# Trunk Call



## Maywalk (Jul 11, 2014)

While talking to my neighbour today the conversation got on to the Rolls Royce factory that used be round here years ago.
My thoughts immediately went to this incident that happened while attending a posh family wedding do at the Rolls Royce recreation hall...........................

I wanted to make a phone call to see if my son and d-i-l had got home safely from holiday. It was well before mobile phones came on the scene.

I asked where the phone was and was directed outside the main door to the left. 

I wandered out and all I could see was another door on the left so I pushed it open to reveal about six blokes standing there relieving themselves.

I was so embarrassed I was rooted to the spot and burbled that I was SO sorry but I was looking for the phone.
I scrabbled for the door handle to get out quickly but not before I noticed one chap in a white suit as he half turned who was shaking himself vigorously saying "Would you like to make a trunk call." 

Boy oh Boy! Did I feel a prize chump. 

My family thought it was hilarious when I told them. More so when the chap in the white suit came and asked me to dance.

Hubby and family were in stitches when the chappie said "I wont take her near any phones."

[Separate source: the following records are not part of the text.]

Issue #81, opened 2024-01-05
Listing container contents is often slow


foodprocessor:
### Problem

I have a relatively large number of files (about 2,000) in the root directory in my container. When I first mount the container, listing the root directory sometimes takes an excessive amount of time. At the moment it's 5s. But it's been over 20s at times.

### Expected behavior

Listing 2,000 files should take much less time. I think 1s is ideal, 5s is reasonable, and 10s is not.

### How to reproduce

List a directory with a few thousand files right after mounting:
```
cloudfuse mount ~/mycontainer --config-file=config.yaml
time ls ~/mycontainer
cloudfuse unmount --lazy ~/mycontainer
```

### Logs

[cloudfuse_list_2k.log](https://github.com/Seagate/cloudfuse/files/13844978/cloudfuse_list_2k.log)

### Deployment information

We have all had in our lifetime a very embarrassing moment so lets be hearing about the one that still makes you blush.


----------



## Meanderer (Jul 12, 2014)

It could've been worse!


----------



## Denise1952 (Jul 12, 2014)

Already posted mine for the day, but this was quite a hoot maywalk!!  "trunk call" is new to me, but I am sure it must be a common term in Britain.  I love it! LOL!  thanks for sharing it Denise


----------